To be fair, the perpetually uncool Richie Sambora does rip some semi-cool faux-Vai licks in the long intro, though, given a multi-million-dollar studio and 3 FULL MINUTES to dick around in, you'd expect a little more than some half-hearted solos and the occasional flourish of noise.

There's also this tight accidental harmonic feedback thing, which is more likely the fault of Bruce Fairbairn, uber-producer of more than a few not-so-Hall caliber albums from otherwise HOF-worthy bands, and probably has nothing to do with Jon Bon.

RATING: 2.69 (out of 10)

* Not true.

One of 30 for a penny, via the BMG Music Club.
G.E. Smith: To do this up for real, I went and dug out the TAPE version of "New Jersey," and to do so I had to wade through a sea of Robert Palmer, Huey Lewis and Al B. Sure. I feel dirty.

Anyway, yes, the rip of "Hysteria" Mutt Lange magic in the opening is right there in our face, but if you're going to lift from that album why take one of the sludgy parts from "Gods of War" on side two? What happens after this is more disturbing.
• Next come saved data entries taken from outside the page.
PR #1016, opened 2025-12-12
GH Actions/update-website: fix workflow

jrfnl:
Follow up on PR #999, which broke the workflow for submitting a PR when a new release is tagged.


schlessera (approved):

jrfnl:
Seeing PR #1017, looks like this fix worked. Will review #1017 in a moment.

Before the music kicks in Jovi does a Michael Hutchence on that spoken word part, then he's doing those David Lee Roth vocal screeches ("I've been to school-HA! Oh baby I've been the teacher.") And then Steven Tyler's "P.U.M.P."-era sex tease on the "your satisfaction is uh, guaranteed." Why the hell does a guy who dominated the world on his last album have to rip from anyone on the follow up?

Fairbairn helped make this happen. I bow to Fairbairn.
Sure, that feedback thing is cool, but unlike "Rocked," this track is sloppily produced, with weak and lazy vocal takes, sloppy cut ins and uneven volume levels. This is odd, since, like you said, Fairbairn helmed some of the '80s biggest hard-hair rock albums, like Aerosmith's "Permanent Vacation" and Loverboy's "Get Lucky." Maybe Fairbairn was off his game. Or maybe he felt duped because Jovi and Sambora handed him a steaming pile of cat poo instead of a solid batch of tunes.

This is soulless corporate rock at best, most likely the product of self-congratulatory smugness and copious amounts of attention from dirty groupies and even dirtier rock critics.

RATING: .2 balls out of 2, or 2.1 out of 10.